Warren et al.’s ^{Reference Warren, Numan, Mallula, Greenleaf and Uppu1} report of sternal wire compression of the right coronary artery in a middle-aged woman who had prior congenital cardiac surgery as a child is thought-provoking. This woman has complex symptomatology including angina which was previously attributed to pericarditis. The authors are to be congratulated to have worked this out which is beyond the scope of general adult cardiologists, this woman likely to have seen over the years. There are three pertinent questions. First, how generalisable this is to other patients who also have sternal wires in place with angina. In this case, the right coronary artery has an unusual “unprotected out-of-groove” course abutting the sternum, is pushed forward from right heart dilatation, and in the absence of pericardial protection. Her pericardium was not approximated and closed after her surgery which caused fixing of the right coronary artery to the surrounding tissues from fibrotic healing. These 3 featural perfect storms are highly unlikely to come together again. Second, there does not appear to be any functional evidence of ischaemia from non-invasive imaging and coronary physiology. Although false-negative rates from these investigations would be high given the dynamic nature of the right coronary artery compression. The ease by which a single sternal wire removal results in symptomatic alleviation makes this report elegant. Third, external compression of the coronary artery in other settings could be underappreciated. One example is the anomalous left main coronary artery with an acute angle high takeoff from the sinotubular junction. This is usually dismissed as a challenging case of left coronary artery intubation in practice but can be extrinsically compressed by a dilated main pulmonary artery due to pulmonary arterial hypertension. ^{Reference Labin, Saggar and Yang2} Figure 1 illustrates a young patient with congenital bicuspid aortic stenosis and aortic dilatation. Following cardiac surgery which included aortic grafting, the left main coronary artery was constricted. Thus, coronary artery compression should be entertained as a rare cause of cardiac ischaemia.

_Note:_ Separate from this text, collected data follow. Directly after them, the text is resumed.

Issue #454, opened 2023-10-09
calls to OpenAltimetry API time out


JessicaS11:
Last week, OpenAltimetry transitioned their backend from its original domain to NSIDC and from grabbing data from a local server to the cloud-hosted copy of the data (ICESat-2 only so far). This has caused icepyx tests that utilize the OA programmatic API to start timing out and thus fail (see https://app.travis-ci.com/github/icesat2py/icepyx/builds/266433627 from #452).

JessicaS11:
After communicating with NSIDC on this, there are a few open tickets to deal with issues surrounding the migration of OpenAltimetry to NSIDC. Fixing the programmatic API and related functionality is one of them. Currently open and near-merging PRs in icepyx (e.g. #451, #452) are not time critical, so we will wait a few days to see if the issue is resolved and we can put through a patch to fix the failing tests (i.e. update the base_url for programmatic requests) before merging those.

mfisher87:
I believe this symptom has changed since the issue was opened from a timeout to a 404 (see #540).

mlampros:
@JessicaS11, @mfisher87 the API endpoints that are used in the Python code base (http://openaltimetry.earthdatacloud.nasa.gov/data/api/icesat2) are not the same I use for the IceSat2R package (https://openaltimetry.earthdatacloud.nasa.gov/data/openapi/swagger-ui/index.html). The latter url currently works except for level3a

mfisher87:
Nice, thank you! I was looking all over trying to find if there was a working API URL someplace, and just couldn't find anything! :bow:

JessicaS11:
Sorry @mfisher87 that I referred you here and this issue isn't fully updated. I was working with Mikala via email on this. The [url was the easy part once it stabilized](https://github.com/icesat2py/icepyx/compare/development...oa_api)(though at the time there wasn't any documentation, so I'm excited to see that - thanks @mlampros!). As noted in #495 the data format itself had changed, which would require rewriting things to parse (and plot) it. It shouldn't be too hard, but the bigger question was whether or not it was worth dev time and effort if nobody was using it...

mfisher87:
Right on, thanks for clarifying that, Jessica! That was exactly what I needed to know; updating #540 !

PR #459, opened 2023-10-18
temporarily disable OpenAltimetry API tests

JessicaS11:
As noted in #454, the OpenAltimetry programmatic API is currently unavailable during the transition of OA hosting from UCSD (Univ CA San Diego) to NSIDC (NASA DAAC). A ticket marked critical was issued, but the fix is not anticipated for another week or two. In order to allow other development to proceed, this PR disables tests depending on the OA API. The plan is to reinstate them as soon as the API becomes available again.


rwegener2 (approved):
Looks good! Great idea to put a warning in.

Figure 1. Post-cardiotomy left main coronary artery compression. (a) Pre-operative CT aorta shows the 30° high and shallow angle takeoff of the left main stem from the sinotubular junction, which appears “folded,” abutting the main pulmonary artery on top. (b) Post-surgery myocardial infarction, non-selective coronary angiogram reveals the pulmonary trunk compressing on the left main stem and the tight ostial lesion on selective coronary angiogram ( c), following stenting (d), and on IVUS, before stenting with a slit-like left main stem opening from extrinsic constriction (e), and after stenting (F).